AIMS: Analysis of 24-h Holter recordings was a pre-specified substudy of SHIFT (Systolic Heart Failure Treatment with the If Inhibitor Ivabradine Trial) for exploring the heart rhythm safety of ivabradine and to determine effects of ivabradine on 24-h, daytime, and night-time heart rate (HR) compared with resting office HR.

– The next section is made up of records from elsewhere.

PR #383, opened 2026-04-28
Add INSTALL.md file.

pelesh:
## Description
 
 Add more detailed installation instructions for GridKit.
 
 
 ## Proposed changes
 
 Add INSTALL.md file with detailed installation instructions and relevant links.
 
 ## Checklist
 
 
- [x] All tests pass.
 
 ## Further comments

### DIFF
--- a/INSTALL.md
+++ b/INSTALL.md
@@ -231,8 +231,10 @@ cmake --install build
 
 ### Enzyme
 
-Enzyme support is experimental. Only `Release` and `RelWithDebInfo` build
-types are supported due to a known Enzyme limitation.
+Enzyme support is experimental. There is a known bug in Enzyme
+that causes errors when compiler optimization is turned off with
+`-O0` flag. A workaround is to use `Release` or `RelWithDebInfo`
+build types in CMake.
 
 Enzyme requires a matching LLVM installation (currently tested with LLVM 16)
 and must be compiled with the same Clang used to build GridKit.
--- a/INSTALL.md
+++ b/INSTALL.md
@@ -1,0 +1,358 @@
+# GridKit Installation Guide
+
+GridKit has been built and tested on Linux and macOS. Windows users are
+encouraged to use [Windows Subsystem for Linux (WSL)](https://learn.microsoft.com/en-us/windows/wsl/install),
+which provides a Linux environment on Windows and is the easiest path to
+a working GridKit build on that platform. Native Windows builds (Cygwin or
+MSVC toolchain) are possible but not regularly tested.
+
+## Contents
+
+- [Requirements](#requirements)
+- [Getting the source](#getting-the-source)
+- [Building GridKit](#building-gridkit)
+- [CMake options](#cmake-options)
+- [Installing dependencies](#installing-dependencies)
+  - [SUNDIALS](#sundials)
+  - [Ipopt and HSL](#ipopt-and-hsl)
+  - [Enzyme](#enzyme)
+- [Using GridKit](#using-gridkit)
+- [Building with Spack](#building-with-spack)
+
+---
+
+## Requirements
+
+| Requirement | Version | Notes |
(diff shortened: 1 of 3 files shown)


lukelowry (approved):
This is very helpful, thank you. Perhaps out of scope, but please consider updating the dev container as well to make setting up the Enzyme dev environment on new machines easier. Otherwise the new instructions are clear from my perspective

INSTALL.md
```diff
@@ -0,0 +1,358 @@
...
+> `LINKER_LANGUAGE Fortran` for executables that use Ipopt+HSL. This
+> causes `gfortran` to drive the final link step, which automatically adds
+> the Fortran runtime libraries (`libgfortran`, `libquadmath`). No manual
+> `-lgfortran` flags should be needed.
+
+---
+
+### Enzyme
+
+Enzyme support is experimental. Only `Release` and `RelWithDebInfo` build
```
alexander-novo: Do they have to be specifically these build types, or is it a flag associated with these types by default? For instance can I set it to `Release` but then remove the optimization and `NDEBUG` flags?

alexander-novo (approved):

METHODS AND RESULTS: The 24-h Holter monitoring was performed at baseline and 8 months after randomization to ivabradine (n = 298) or matching placebo (n = 304) titrated maximally to 7.5 mg b.i.d. in patients with baseline HR ≥70 b.p.m. Patients received guideline-based optimized heart failure therapy including ACE inhibitors and/or ARBs in 93% and beta-blockers at maximally tolerated doses in 93%. After 8 months, HR over 24 h decreased by 9.5 ± 10.0 b.p.m. with ivabradine, from 75.4 ± 10.3 b.p.m. (P < 0.0001), and by 1.2 ± 8.9 b.p.m. with placebo, from 74.8 ± 9.7 b.p.m. (P < 0.0001 for difference vs. ivabradine). HR reduction with ivabradine was similar in resting office and in 24-h, awake, and asleep recordings, with beneficial effects on HR variability and no meaningful increases in supraventricular or ventricular arrhythmias. At 8 months, 21.3% on ivabradine vs. 8.5% on placebo had ≥1 episode of HR <40 b.p.m. (P < 0.0001). No episode of HR <30 b.p.m. was recorded; 3 (1.2%) patients had RR intervals >2.5 s on ivabradine vs. 4 (1.6%) patients on placebo. No RR intervals >3 s were identified in patients taking ivabradine.

CONCLUSION: Ivabradine safely and significantly lowers HR and improves HR variability in patients with systolic heart failure, without inducing significant bradycardia, ventricular arrhythmias, or supraventricular arrhythmias.